PR #5086, opened 2024-09-25
Fix invalid package names

### LINKED ISSUE #4909: `stack-data`'s dependency map is wrong
## 🐛 Bug

`stack-data` is directly dependent on `pure-eval`, `executing` and `asttokens`. But the `requirements` field in [`meta.yaml`](https://github.com/pyodide/pyodide/blob/5fb36a458be37270efecdc9638202a13b62d28f8/packages/stack_data/meta.yaml) is empty.

### To Reproduce

```py
import stack_data
```

### Expected behavior

```
    import stack_data
  File "/lib/python3.12/site-packages/stack_data/__init__.py", line 1, in <module>
    from .core import Source, FrameInfo, markers_from_ranges, Options, LINE_GAP, Line, Variable, RangeInLine, \
  File "/lib/python3.12/site-packages/stack_data/core.py", line 15, in <module>
    import executing
ModuleNotFoundError: No module named 'executing'
```

### Environment

- Pyodide Version: 0.26.1
- Browser version: Microsoft Edge 126.0.2592.81

ryanking13:
Close #4909 

I guess we need to find a way to prevent this kind of error (probably in `pyodide-build`).


agriyakhetarpal (approved):
Thanks, @ryanking13! Does the regex in https://packaging.python.org/en/latest/specifications/name-normalization/#name-normalization work for our use case? If yes, either of us could integrate that in `pyodide-build`. I'm happy to step back if you wish to take it; otherwise, I could do it.

ryanking13:
Thank you for the review!

> Does the regex in https://packaging.python.org/en/latest/specifications/name-normalization/#name-normalization work for our use case?

Unfortunately no. Either normalized and not-normalized names can be a package name. I think the most accurate way would be

1) build the package first
2) check the package name in the METADATA (which is the source of truth of the package name)
3) compare it with the name in meta.yaml

But there might be a tricky case like scipy-test (https://github.com/pyodide/pyodide/pull/5031#issuecomment-2308531792), so I am not sure if we always want to make the two names the same.

agriyakhetarpal:
Sorry – I guess I meant to share https://packaging.python.org/en/latest/specifications/name-normalization/#name-format (the link to the heading above it), which is the regex we can use to validate the package name. Both normalised and non-normalised package names can exist, though, I assume that the most common build backends nowadays are adhering to standards and producing normalised package names already.

That said, https://packaging.python.org/en/latest/specifications/core-metadata/#name states that we should normalise the package name before we compare it with the one listed in the recipe file.

In the case of `scipy-tests`, I am not entirely sure if I follow the discussion in the right manner. The package name in the recipe file will be `scipy-tests`, and the wheel name would be `scipy_tests-1.15.0-cp312-cp312-pyodide_2024_0-wasm32.whl`, wouldn't it?

ryanking13:
> In the case of scipy-tests, I am not entirely sure if I follow the discussion in the right manner. The package name in the recipe file will be scipy-tests, and the wheel name would be scipy_tests-1.15.0-cp312-cp312-pyodide_2024_0-wasm32.whl, wouldn't it?

Oh, I must be wrong. I understood the Scipy package to have two versions: one with tests and one without. But is there will be another package "scipy-tests" then it should be okay.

(TASK TO COMPLETE): A single figure is all that is needed: the number of lines above that contain the string "site".

(EXERCISE RESULT): 2